- _TASK DESCRIPTION_: Among the records that follow, find each line holding the word "arguments" and copy it.

Dataset entries
PR #254, opened 2020-06-29
feat: Add diagnostic for simple test method with parameters

### LINKED ISSUE #215: Expected a warning when no arguments are specified for a parameterized test method
There should be a warning that arguments are required.

The warning shouldn't be shown if an attribute is applied to the method that implements the same interface as `TestCaseAttribute` and `TestCaseSourceAttribute` or if an attribute is applied to each parameter that implements the same interface as `ValuesAttribute` and `ValueSourceAttribute`.

```cs
public class C
{
    [Test]
    public void M(int p)
    {
        Assert.That(p, Is.EqualTo(42));
    }
}
```

Do you think a fix could be nice? I had:

```cs
        [Test]
        public static void Examples_from_docs(string path, string encoded)
        {

        }
```

And maybe there could be a fix that does this:

```diff
-       [Test]
+       [TestCase("path", "encoded")]
        public static void Examples_from_docs(string path, string encoded)
        {

        }
```

mikkelbu:
Fixes #215

### DIFF
--- a/src/nunit.analyzers/Constants/TestMethodUsageAnalyzerConstants.cs
+++ b/src/nunit.analyzers/Constants/TestMethodUsageAnalyzerConstants.cs
@@ -26,5 +26,9 @@ namespace NUnit.Analyzers.Constants
         internal const string AsyncExpectedResultAndNonGenericTaskReturnTypeTitle = "The async test method must have a Task<T> return type when a result is expected.";
         internal const string AsyncExpectedResultAndNonGenericTaskReturnTypeMessage = "The async test method must have a Task<T> return type when a result is expected, but the return type was '{0}'.";
         internal const string AsyncExpectedResultAndNonGenericTaskReturnTypeDescription = "The async test method must have a Task<T> return type when a result is expected.";
+
+        internal const string SimpleTestMethodHasParametersTitle = "The test method has parameters, but no arguments are supplied by attributes.";
+        internal const string SimpleTestMethodHasParametersMessage = "The test method has '{0}' parameter(s), but only '{1}' argument(s) are supplied by attributes.";
+        internal const string SimpleTestMethodHasParametersDescription = "The test method has parameters, but no arguments are supplied by attributes.";
     }
 }
--- a/src/nunit.analyzers/TestMethodUsage/TestMethodUsageAnalyzer.cs
+++ b/src/nunit.analyzers/TestMethodUsage/TestMethodUsageAnalyzer.cs
@@ -62,10 +62,20 @@ namespace NUnit.Analyzers.TestCaseUsage
                 defaultSeverity: DiagnosticSeverity.Error,
                 description: TestMethodUsageAnalyzerConstants.AsyncExpectedResultAndNonGenericTaskReturnTypeDescription);
 
+        private static readonly DiagnosticDescriptor simpleTestHasParameters =
+            DiagnosticDescriptorCreator.Create(
+                id: AnalyzerIdentifiers.SimpleTestMethodHasParameters,
+                title: TestMethodUsageAnalyzerConstants.SimpleTestMethodHasParametersTitle,
+                messageFormat: TestMethodUsageAnalyzerConstants.SimpleTestMethodHasParametersMessage,
+                category: Categories.Structure,
+                defaultSeverity: DiagnosticSeverity.Error,
+                description: TestMethodUsageAnalyzerConstants.SimpleTestMethodHasParametersDescription);
+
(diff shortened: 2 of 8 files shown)


src/nunit.analyzers/TestMethodUsage/TestMethodUsageAnalyzer.cs
```diff
@@ -104,10 +113,41 @@ private static void AnalyzeAttribute(SyntaxNodeAnalysisContext context)
...
+                    }
                 }
             }
         }
 
+        private static SyntaxNode? GetMethod(SyntaxNode node)
+        {
+            foreach (var ancestor in node.Ancestors())
+            {
+                if (ancestor.IsKind(SyntaxKind.ParameterList))
```
Dreamescaper, line 143: Could you leave comment why we stop iteration if parameter list found?

src/nunit.analyzers/TestMethodUsage/TestMethodUsageAnalyzer.cs
```diff
@@ -104,10 +113,41 @@ private static void AnalyzeAttribute(SyntaxNodeAnalysisContext context)
...
+                    var testMethodParameters = methodNode.ParameterList.Parameters.Count;
+                    var hasISimpleTestBuilderAttribute = HasISimpleTestBuilderAttribute(context.SemanticModel, methodNode.AttributeLists);
+                    var hasITestBuilderAttribute = HasITestBuilderAttribute(context.SemanticModel, methodNode.AttributeLists);
+                    var parametersMarkedWithIParameterDataSourceAttribute = ParametersMarkedWithIParameterDataSourceAttribute(
+                        context.SemanticModel, methodNode);
+
+                    if (testMethodParameters > 0 &&
+                        hasISimpleTestBuilderAttribute &&
+                        !hasITestBuilderAttribute &&
+                        parametersMarkedWithIParameterDataSourceAttribute < testMethodParameters)
```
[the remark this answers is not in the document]
mikkelbu: `parametersMarkedWithIParameterDataSourceAttribute` can newer be larger than `testMethodParameters` as this is a filtering of the parameters. I'll refactor the code to make this a bit more explicit.

src/nunit.analyzers/Constants/TestMethodUsageAnalyzerConstants.cs
```diff
@@ -26,5 +26,9 @@ internal static class TestMethodUsageAnalyzerConstants
         internal const string AsyncExpectedResultAndNonGenericTaskReturnTypeTitle = "The async test method must have a Task<T> return type when a result is expected.";
         internal const string AsyncExpectedResultAndNonGenericTaskReturnTypeMessage = "The async test method must have a Task<T> return type when a result is expected, but the return type was '{0}'.";
         internal const string AsyncExpectedResultAndNonGenericTaskReturnTypeDescription = "The async test method must have a Task<T> return type when a result is expected.";
+
+        internal const string SimpleTestMethodHasParametersTitle = "The test method has parameters, but no arguments are supplied by attributes.";
+        internal const string SimpleTestMethodHasParametersMessage = "The test method has '{0}' parameter(s), but only '{1}' argument(s) are supplied by attributes.";
```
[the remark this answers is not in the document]
mikkelbu: This cannot happen - see comment below :)

src/nunit.analyzers/TestMethodUsage/TestMethodUsageAnalyzer.cs
mikkelbu: Actually, I'm not proud of this method, and I'm very open for improvements/suggestions. It is an attempt to only examine the attributes on the method and not the attributes on the parameters of the method.

The problem was that before this method we just took `context.Node.Ancestors().OfType<MethodDeclarationSyntax>().FirstOrDefault()` to find the method related to the attribute, but this both work for attributes on the method and attributes on the parameters of the method.
So for the following code we would mark both `[Test]` and `[Values(1, 2, 3)]` with the diagnostic even though I only intended to mark `[Test]`:
```csharp
[Test]
public void M(int p, [Values(1, 2, 3)] int q, int r)
{
    Assert.That(p, Is.EqualTo(q + r));
}
```

I'll also think of how to rephrase the code/this method.

mikkelbu: To begin with I've decided to replace the method - and the previous `context.Node.Ancestors().OfType<MethodDeclarationSyntax>` -  with `var declarationNode = context.Node.Parent?.Parent;` as this solves the problem and is less cryptic than the `GetMethod` method.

- _OUTPUT FOR THIS TASK_:
### LINKED ISSUE #215: Expected a warning when no arguments are specified for a parameterized test method
There should be a warning that arguments are required.
+        internal const string SimpleTestMethodHasParametersTitle = "The test method has parameters, but no arguments are supplied by attributes.";
+        internal const string SimpleTestMethodHasParametersDescription = "The test method has parameters, but no arguments are supplied by attributes.";
+        internal const string SimpleTestMethodHasParametersTitle = "The test method has parameters, but no arguments are supplied by attributes.";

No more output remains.